Бабушкина комната - угольная. Стены боскетом расписаны. Здесь, как в лавке старьевщика, шифоньерки, этажерки, стеклянные шкапчики с фарфоровыми куколками, круглые столики с медной решеткой, пузатые комоды с китайской инкрустацией - все напоминало о веке ином. На окнах - низенькие ширмочки с малиновыми стеклами, кидавшими на все предметы и лица нежный отсвет розовый, похожий на вечный закат. У одного из окон - клетка и подставка с шестом для белого, с желтым хохолком, попугая, Потапа Потапыча.

Бабушка была маленькая, сухенькая старушка с очень бледным, точно восковым, лицом, как у покойника: казалось, пролежала сутки в гробу, встала и опять начала жить. Всегда в туалете - шелковом платье стального цвета, с рюшевым бароком около шеи, в белом тюлевом, с широким рюшем, чепце, в глянцевитых мелких фальшивых букольках - en grappes de raisin; меховая кацавейка на плечах: старушка вечно зябла. За полчаса перед тем, как ей выйти из спальни, особая немка-приживалка, жирная, как купеческая лошадь, садилась в кресло и нагревала место.

Бабушка в кресле сидела прямо, несмотря на множество подушечек, шерстяных, шелковых и бисерных. Рядом с нею, на столике, стояла коробочка с пудрою: старушка часто пудрилась и потом утиралась платочком или шкуркою из пузыря, домодельною. На круглой скамеечке, у ног ее, лежала, свернувшись, белая болонка Фиделька, презлая.

- Скажи, зачем ты так трясешь подносом? - спрашивала бабушка, когда поутру девка Марфушка подавала ей чай.

- Фиделька больно ноги кусает.

- Должно ли из-за этого трясти подносом? - удивлялась Наталья Кирилловна.

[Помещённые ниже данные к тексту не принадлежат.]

PR #1814, opened 2023-03-29
Update logs for volume spec size change

shuo-wu:
Longhorn/longhorn#5513


derekbit (dismissed):

manager/volume.go
```diff
@@ -552,14 +552,15 @@ func (m *VolumeManager) Expand(volumeName string, size int64) (v *longhorn.Volum
...
 
-	logrus.Infof("Volume %v expansion from %v to %v requested", v.Name, v.Spec.Size, size)
 	v.Spec.Size = size
 
 	v, err = m.ds.UpdateVolume(v)
 	if err != nil {
 		return nil, err
 	}
 
+	logrus.Infof("Expanding volume %v from %v to %v requested", v.Name, v.Spec.Size, size)
```
innobead, line 562: `v.Spec.Size` is the same as `size`. You should log with the original volume size instead.

innobead (changes requested):

innobead:
@Mergifyio backport v1.4.x

PR #1817, opened 2023-03-30
Fix bug create IM PDB with wrong node selector

PhanLe1010:
longhorn/longhorn#5680
longhorn/longhorn#5688


PhanLe1010:
> We should also prevent creating the PDB for an instance manager from a different node something like below. Each PDB should only be created when the corresponding IM pod exists.
> 
> [/controller/instance_manager_controller.go#L428-L430](https://github.com/longhorn/longhorn-manager/blob/79acd764ed501dc29f978d2be47a80941d10ecb4/controller/instance_manager_controller.go#L428-L430)
> 
> ```go
> 	if imc.controllerID != im.Spec.NodeID {
> 		return nil
> 	}
> ```

Discussed with David. We agreed with this statement `Each PDB should only be created when the corresponding IM pod exists`. Together with the fact that sometimes IM is handled by the different longhorn-manager node. In that case, we should still create IM PDBs when corresponding IM pods are running (i.e., still create IM PDBs when corresponding IM pods are running even if the `imc.controllerID != im.Spec.NodeID`)

PhanLe1010:
cc @c3y1huang Could you take a look at this PR?

innobead (approved):
LGTM. Well done.

innobead:
We need to backport this to 1.4.x and 1.3.x.

innobead:
https://github.com/Mergifyio backport v1.4.x v1.3.x

PR #1827, opened 2023-04-06
Increasing MaxRecurringJobRetain to 100

cedenilla:
https://github.com/longhorn/longhorn/discussions/5710

We need to increase the MaxRecurringJobRetain to at least 100 since 50 isn't sufficient in some cases. I understand that this change won't have a significant impact on performance. Please let me know if we should also make this change in other repositories, especially in the Longhorn repository where I couldn't find any reference to it.

Thanks,
Daniel


innobead:
I am fine with this change. 

@c3y1huang WDYT?

c3y1huang:
[Here is the original issue](https://github.com/longhorn/longhorn/issues/1016) on the decision regarding the maximum retaining number.

Given that we have fixed the [snapshot creation issue](https://github.com/longhorn/longhorn/issues/4898), and also introduced other recurring job types, like snapshot-delete/purge, that can help to resolve the problem, I am fine with this change.

c3y1huang:
It may be worth considering making this customizable.
Ref: https://github.com/longhorn/longhorn/issues/5713

cedenilla:
> It may be worth considering making this customizable. Ref: [longhorn/longhorn#5713](https://github.com/longhorn/longhorn/issues/5713)

I completely agree. In fact, I've been reviewing the Helm values.yaml file to check if there's already an option available for setting the value. It would be nice to have this functionality in place rather than relying on a static value

innobead (approved):
LGTM. 

The 'retain value' will restrict the number of snapshots or backups. Having a hard limit on the number of snapshots is reasonable since it ensures space efficiency in the cluster. However, for backups, which are out-of-cluster backups, using the same limitation could be a challenge for users.

For backup, we should respect the retain value. If not specified, should not have any upper bound limitation instead or even having a setting for that, like default-backup-retain.  

cc @shuo-wu @c3y1huang @derekbit @longhorn/qa

innobead:

PR #1829, opened 2023-04-07
Improve manageability of share manager pod behaviors

derekbit:
In the current implementation, the share manager pod is created and blindly mounts a volume regardless of its healthy state. The blind mounting behavior can lead to unexpected volume faulted if the volume is dead or orphaned. This ticket aims to share manager pod's behaviors more manageable and predictable.

With the improvement, the start flow will be as follows:

1. Share manager controller creates a share manager pod and bootstraps an NFS server without any filesystem exported
2. Share manager pod mounts the volume and exports it after receiving a FilesystemMount request
3. Share manager controller checks the mount status by FilesystemMountStatus. If the volume is mounted, transition the share manager state to "running"

Shutdown flow will be as follows:

1. Gracefully shut down the NFS server
2. Gracefully or forcefully unmount the volume
3. Tear down the device.

Depends on https://github.com/longhorn/longhorn-share-manager/pull/69

https://github.com/longhorn/longhorn/issues/5717


derekbit:
Revisit it after merging AD controller

PR #1832, opened 2023-04-07
chore: run k8s/generate_code.sh

c3y1huang:
Same reason as https://github.com/longhorn/longhorn-manager/pull/1585.


innobead (approved):

innobead:
cc @derekbit @shuo-wu

PR #1837, opened 2023-04-07
volume mutator: update restoreVolumeRecurringJob and snapshotDataIntegrity

derekbit:
The upgrade path can patch the values and directly update to the API server. However, vefore the volume lister is updated, volume.spec will be upated with outdated values. To mitigate the issue, we need to patch the empty values in the update as well.

Longhorn/longhorn#5485


innobead (approved):

innobead:
@Mergifyio backport v1.4.x

PR #1839, opened 2023-04-07
Bump CSI sidecars v1.5

ejweber:
[longhorn/longhorn#5672](https://github.com/longhorn/longhorn/issues/5672)

We can't move to these versions of external-provisioner and external-snapshotter in Longhorn < v1.5, as they no longer support the v1beta1 VolumeSnapshot API. We deprecated its use in Longhorn v1.4 (https://github.com/longhorn/longhorn/blob/master/CHANGELOG/CHANGELOG-1.4.0.md#deprecation--incompatibilities). I will create separate PRs to bump sidecar versions in the v1.4.x and v1.3.x branches without these components.

EDIT: This comment was previously (incorrectly) missing the "<" sign.

### DIFF
--- a/csi/deployment.go
+++ b/csi/deployment.go
@@ -20,12 +20,12 @@ import (
 )
 
 const (
-	DefaultCSIAttacherImage            = "longhornio/csi-attacher:v3.4.0"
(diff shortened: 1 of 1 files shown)


PhanLe1010 (approved):
LGTM

PR #2946, opened 2024-07-04
fix(recurring): fix update recurring job parameters does not work issue

ChanYiLin:
ref: https://github.com/longhorn/longhorn/issues/8291

fix update recurring job parameters doesn't work issue

### DIFF
--- a/manager/recurringjob.go
+++ b/manager/recurringjob.go
@@ -65,11 +65,7 @@ func (m *VolumeManager) UpdateRecurringJob(spec longhorn.RecurringJobSpec) (*lon
 	}
 	sort.Strings(recurringJob.Spec.Groups)
 	sort.Strings(spec.Groups)
-	if recurringJob.Spec.Cron == spec.Cron &&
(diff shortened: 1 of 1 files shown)


derekbit (approved):
LGTM

manager/recurringjob.go
```diff
@@ -69,14 +69,16 @@ func (m *VolumeManager) UpdateRecurringJob(spec longhorn.RecurringJobSpec) (*lon
 		reflect.DeepEqual(recurringJob.Spec.Groups, spec.Groups) &&
 		recurringJob.Spec.Retain == spec.Retain &&
 		recurringJob.Spec.Concurrency == spec.Concurrency &&
-		reflect.DeepEqual(recurringJob.Spec.Labels, spec.Labels) {
+		reflect.DeepEqual(recurringJob.Spec.Labels, spec.Labels) &&
+		reflect.DeepEqual(recurringJob.Spec.Parameters, spec.Parameters) {
```
derekbit, line 73: nit: why not directly compare the entire spec?

ChanYiLin: fixed.

PR #2948, opened 2024-07-04
chore(k8s): update controller-gen and kustomize

derekbit:

Issue longhorn/longhorn#8901

- update controller-gen to `v0.15.0`
- update kustomize to `kustomize/v5.4.2`

### DIFF
--- a/k8s/crds.yaml
+++ b/k8s/crds.yaml
@@ -3,8 +3,7 @@ apiVersion: apiextensions.k8s.io/v1
 kind: CustomResourceDefinition
 metadata:
   annotations:
-    controller-gen.kubebuilder.io/version: v0.7.0
-  creationTimestamp: null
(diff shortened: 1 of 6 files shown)


shuo-wu (commented):
Why do we need to change the webhook port? At least in this PR.

BTW, the commit said that `update webhook port to 8501` while the ports are actually changed to 9501

derekbit:
> Why do we need to change the webhook port? At least in this PR.
> 
> BTW, the commit said that `update webhook port to 8501` while the ports are actually changed to 9501

webhook is already changed to 8501 since v1.6.0.
We only updated longhorn/longhorn but forgot updating longhorn/longhorn-manager.
cc @ChanYiLin

innobead (approved):
LGTM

Была очень мнительна; при малейшем нездоровье ложилась в постель и привязывала к "пульсам" уксусные тряпочки. Не любила слышать о покойниках. Старая приживалка Захаровна прослышит, бывало, что кто-нибудь умер, придет к ней в спальню и шепнет на ухо.

- Молчи, что я знаю. Ты мне не говорила, слышишь! - строго скажет ей бабушка.